The Outsider in Our Midst : A Study of Language and Norms Concerning the “Outsider” in Persian Period Yehud

University dissertation from Uppsala : Uppsala University

Abstract: The topic for the present study concerns how values and norms are conveyed through language. I explore two texts set in the Persian period—Isaiah 56:1–8 and Nehemiah 13:1–3, 23–31—and how these texts discuss those literary figures described as not belonging to the community. The investigation is conducted through a method inspired by Pierre Bourdieu’s work in social anthropology. Bourdieu’s notions are turned into heuristic tools for literary analysis. By systematically examining the literary figures that appear in the texts—how they can be interpreted as agents, possessing different forms of capital, which situate them in various fields—the analysis consists of studying the power dynamic between the “in-group” and those on the outside. Thus, the implicit values and tacit knowledge of the agents are highlighted, which in turn means that an understanding is gained as to what affects the language used by the agents. This doxa affects the agents and their position in the fields.
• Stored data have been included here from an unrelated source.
PR #833, opened 2025-02-04
add `has_upper_bound` method to `VersionConstraint`

radoering:
Required for python-poetry/poetry#10146

## Summary by Sourcery

Tests:
- Add tests for the `has_upper_bound` method.

### DIFF
--- a/src/poetry/core/constraints/version/empty_constraint.py
+++ b/src/poetry/core/constraints/version/empty_constraint.py
@@ -22,6 +22,14 @@ class EmptyConstraint(VersionConstraint):
     def is_simple(self) -> bool:
         return True
 
+    def has_upper_bound(self) -> bool:
+        # Rationale:
+        # 1. If no version can satisfy the constraint,
+        #    this is like an upper bound of 0 (not included).
+        # 2. The opposite of an empty constraint, which is *, has no upper bound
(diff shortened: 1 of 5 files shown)


radoering:
@sourcery-ai review

src/poetry/core/constraints/version/empty_constraint.py
```diff
@@ -22,6 +22,9 @@ def is_any(self) -> bool:
     def is_simple(self) -> bool:
         return True
 
+    def has_upper_bound(self) -> bool:
+        return True
```
abn, line 26: Sanity question, does an empty constraint have a max?

radoering: Good question. My thinking was that the opposite of an empty constraint, which is `*`, has no upper bound and the two extremes often behave the other way around. Another explanation might be that if there is no version that can satisfy the constraint, this is like an upper bound of `0` (not included).

Further, it should practically irrelevant - at least for now.

abn: That sort of makes sense to me. 

Nitpick, maybe add a comment in there so someone doesn't change it later?

abn (approved):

I interpret Deuteronomic theology—particularly in the form of Deuteronomy 23:2–9— and imperial ideology as doxic, as notions common to everyone.At the end of the investigation, the results of the analysis are discussed by critically engaging with the theoretical notion of hospitality. This discussion is included in order to situate the agents in the fields as host and guest, to examine the power dynamic further.One of the primary aims of the present study is to challenge the position among scholars that these texts contradict each other, where the former is viewed as inclusivist and the latter considered exclusivist. I arrive at a different conclusion, that Isaiah 56 and Nehemiah 13 could be read in dialogue with one another. Nehemiah 13 can be seen as an embodiment of Isaiah 56 through the character of Nehemiah as an image of utmost loyalty, similar to the sārîs and the ben-nēkār, which both emerge as tropes conveying loyalty.